ACTION ITEM —
Pull every line from the records that has the word "headline" in it.

** THE DATA follows **

PR #253, opened 2020-06-18
Sort workflow columns

jonathonherbert:
## What does this change?

This PR makes some workflow columns sortable on click of the column header.

sort-workflow-cols

The list of sortable columns can grow as what is represented in the template vs the model is reconciled. The list of columns made sortable by this PR should be clear when reviewing `column-defaults.js`.

Click on the column header of any column referenced as sortable in `column-defaults.js`. You should see an emoji displaying the sort direction on the column. The content should be sorted accordingly.

Toggling through the states should work as expected – asc, desc, none, repeat. Toggling different columns should reset the sort order and add an ascending sort to the current column, removing the previous sort.

## Notes

- Sorting triggers the table's 'new content' highlight UX. This might feel misleading, although it could be difficult to work around – please let me know!
- At the moment, we sort ignoring lowercase, but there's no allowance for natural sort, dates etc. We will probably need to improve this to avoid misleading results in columns that require those kinds of sorting approaches.
- We'll need to model the print location data as a single, sortable value to be able to sort by that value, which I don't think is currently the case. This work probably belongs in another PR – `content-list-item.js` contains the `ContentItemView` class I think we'd need to alter. This should also allow us to simplify the `publicationLocation.html` template, too, by moving the display logic into the model (or – even better – onto the server?)
- This would be an ideal candidate for an integration test 😅 – AFAIK we don't have a framework at the moment for this project, but once one is there ... 😁

### DIFF
--- a/public/components/content-list/content-list.js
+++ b/public/components/content-list/content-list.js
@@ -111,8 +111,9 @@ function wfContentListController($rootScope, $scope, $anchorScroll, statuses, le
 
     $scope.sortColumn = undefined;
     $scope.sortDirection = undefined;
+    const defaultSortColName = 'titles';
+    const sortStates = ['asc', 'desc', undefined];
 
-    const sortStates = ['asc', 'desc', undefined]
     $scope.toggleSortState = columnName => {
       // Reset the sort order if we're toggling a new field
       const sortDirectionIndex = columnName === $scope.sortColumn
@@ -136,6 +137,12 @@ function wfContentListController($rootScope, $scope, $anchorScroll, statuses, le
 
     wfColumnService.getColumns().then((data) => {
         $scope.columns = data;
+
+        // Apply sort defaults
+        const column = $scope.columns.find(_ => _.name === defaultSortColName);
+        if (column) {
+          $scope.toggleSortState(column.sortField || column.name)
+        }
     });
 
     $scope.getColumnTitle = function(col) {
--- a/public/components/content-list/content-list.js
+++ b/public/components/content-list/content-list.js
@@ -112,7 +112,9 @@ function wfContentListController($rootScope, $scope, $anchorScroll, statuses, le
     $scope.sortColumn = undefined;
     $scope.sortDirection = undefined;
     const defaultSortColName = 'titles';
-    const sortStates = ['asc', 'desc', undefined];
+    // If we'd prefer to allow people to remove the sort state entirely,
+    // this list can be changed to ['asc', 'desc', undefined]
+    const sortStates = ['asc', 'desc'];
 
     $scope.toggleSortState = columnName => {
       // Reset the sort order if we're toggling a new field
--- a/public/components/content-list/content-list.js
+++ b/public/components/content-list/content-list.js
@@ -107,6 +107,23 @@ function wfContentListController($rootScope, $scope, $anchorScroll, statuses, le
         wfFiltersService.clearAll(false);
     };
 
+    $scope.getSortDirection = columnName => columnName === $scope.sortColumn ? $scope.sortDirection : undefined;
+
+    $scope.sortColumn = undefined;
+    $scope.sortDirection = undefined;
+
+    const sortStates = ['asc', 'desc', undefined]
+    $scope.toggleSortState = columnName => {
+      // Reset the sort order if we're toggling a new field
+      const sortDirectionIndex = columnName === $scope.sortColumn
+        ? (sortStates.indexOf($scope.sortDirection) + 1) % sortStates.length
+        : 0;
+      $scope.sortDirection = sortStates[sortDirectionIndex];
+      $scope.sortColumn = $scope.sortDirection ? columnName : undefined;
+
+      applyNewContentState();
+    };
+
     $scope.animationsEnabled = true;
 
     $rootScope.$on('getContent', () => {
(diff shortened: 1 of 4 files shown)


public/components/content-list/content-list.js
```diff
@@ -107,6 +107,23 @@ function wfContentListController($rootScope, $scope, $anchorScroll, statuses, le
...
     };
 
+    $scope.getSortDirection = columnName => columnName === $scope.sortColumn ? $scope.sortDirection : undefined;
+
+    $scope.sortColumn = undefined;
+    $scope.sortDirection = undefined;
+
+    const sortStates = ['asc', 'desc', undefined]
+    $scope.toggleSortState = columnName => {
+      // Reset the sort order if we're toggling a new field
```
jonathonherbert, line 117: Reading this back, it's a bit golf-y – lmk if we'd like to express this in a simpler (but more verbose) way.

public/lib/column-defaults.js
```diff
@@ -276,6 +297,14 @@ var columnDefaults = [{
     template: lastModifiedByTemplate,
     active: false,
     isNew: true
-}].map(col => col.labelHTML === '' ? {...col, labelHTML: '&nbsp;'} : col);
+}].map(col => {
+  if (col.labelHTML === '') {
+    return {...col, labelHTML: '&nbsp;'};
+  }
+  if (col.isSortable) {
```
akash1810, line 304: Does the `return` above mean you need a `labelHTML` to be eligible for sorting?

public/lib/column-defaults.js
```diff
@@ -34,11 +34,24 @@ import publicationLocationTemplate from "components/content-list-item/templates/
...
  *      templateUrl: string // URL for the content-list-item template for this field
+ *      isSortable: boolean // Can the column be sorted by clicking its header?
+ *      sortField: string // The field to sort on, if different from `name`. Can be an item path, e.g. `a.nested.field`
  * }
  */
 
 var templateRoot = '/assets/components/content-list-item/templates/';
 
+const createSortTemplate = (sortField, labelHTML) => `
+    <div ng-click="toggleSortState('${sortField}')" class="content-list-head__heading-sort-by">
```
akash1810, line 45: Would `content-list-head__heading--sort-by` be more BEMy?

paperboyo:
> asc, desc, none, repeat

By _repeat_ you mean _repeat sequence_?
Not sure about _none_. We should establish what is the sort when _none_ is active and stick icon in that column and get rid of _none_, I think.

Also, could we use U+25BC for Z–A and U+25B2 for A–Z? These emojis are from :hell:. Ideally, they wouldn’t move around as well like in the GIF: possible to make sure they are always in predictable one plca (like eg before the column heading)?

public/lib/column-defaults.js
jonathonherbert: It does! Coincidentally, that's true of the columns we currently sort by, but it's not what we want, thanks for spotting 👍

paperboyo:
Another thing is: Workflow is (always?) grouped by Status. How does this interact with it, is it sorting only within these Status groups still? One day (not this PR!), would be nice to be able to ungroup (better still, group by eg Day, or Booksection etc).

public/lib/column-defaults.js
jonathonherbert: As I understand it, the M of BEM is for flags – things that change state. I was considering `heading-sort-by` to be an element of the `content-list-head` block – it's not a subelement of `heading` in BEM-land. Although it _is_ a subelement of heading in the DOM. 😁

So I suppose it depends how flat you'd like the hierarchy to be – I've followed some docs in the past that suggest that [flattening elements isn't necessary](http://getbem.com/faq/) (see 'What would be a class name for an element inside another element?'), but it's fair to say tastes may differ, lmk 👍

jonathonherbert:
@paperboyo 

repeat: repeat sequence
emojis: 👍 😜 🆙 
moving around: this is rubbish, well spotted you and @akash1810 both – will correct 👍 
position: yes, a quick check of wikipedia tables and they fix it to the rhs of the column – would that make sense?
none: 'none' is just the usual workflow state – the order we get back from the server. It has to be expressed somehow, no? This may need a discussion
grouped by: the status, as before. Yes, could consider a global view also!

paperboyo:
> fix it to the rhs of the column

I only said left, because (I think!) it would make it clearer than right. Reasoning (weak!):
- there are no column dividers
- column width is fluid
Because of these two points, RHS would be less clear, I think (_does this triangle belong to value next to it, or this far-left thing?_).



> My thoughts are that this has to be expressed somehow, no?

Exactly. And stick a triangle to the column that represents that view. And get rid of _none_, then (clicking other columns **never** sets this sort). Like everywhere else (Gsheets etc).

> Yes, could consider a global view also!

Would be cool. In case we would allow grouping by different things, we would need some UI idea of how to express it…

public/lib/column-defaults.js
akash1810: `heading-sort-by` 👍 

This was a minor comment, please feel free to ignore too!

public/lib/column-defaults.js
jonathonherbert: (hmm, on further inspection would we ever want to sort by headings that aren't visible? IDK, but I'll add it as an option anyway)

paperboyo: > would we ever want to sort by headings that aren't visible

Interesting point! What happens if the active sort column is removed? I would say: this should be the only instance of thi _none_ (default sort state): sorting should revert (and be indicated against) default sort column. In case default sort column is itself removed… hmm… shiiiite. (next one right? haha)

jonathonherbert:
Re: left, only disadvantage – it moves column headings to the right of the row content below them, inconsistently (because some columns are sortable, and some aren't). The answer may be, make all the columns sortable! Which we may – but not yet 😁 

I'll try out both, bear with.

> And stick a triangle to the column that represents that view. 

That's the problem – which column is that? I don't know – and the server may change this without notice! We could find out and add something arbitrarily (It looks like `Working title / Headline` 😁), but really unless the client is in charge (we could make it in charge!) this is not something we can represent. Perhaps we should make the client in charge and sort by headline as a default.

The reason I held back on making this change is that other tables of this sort (I look at wikipedia again) do have this idea of a default, somehow 'unopinionated' sort, which users can change by clicking the heading.

paperboyo:
> only disadvantage – it moves column headings to the right

Shit, true. Possible to reserve space there? Or would it make some columns too wide and waste space>

> Perhaps we should make the client in charge and sort by headline as a default.

Is it seems the default anyway: this makes sense. 

> this idea of a default, somehow 'unopinionated' sort

From our own experience: we cannot figure out what it even is, this is confusing. Better if it’s indicated by a triangle, I think.

jonathonherbert:
Consensus on chat is that triangles next to column names is preferable at present 👍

** End of THE DATA **

RESPONSE —
That's the problem – which column is that? I don't know – and the server may change this without notice! We could find out and add something arbitrarily (It looks like `Working title / Headline` 😁), but really unless the client is in charge (we could make it in charge!) this is not something we can represent. Perhaps we should make the client in charge and sort by headline as a default.
> Perhaps we should make the client in charge and sort by headline as a default.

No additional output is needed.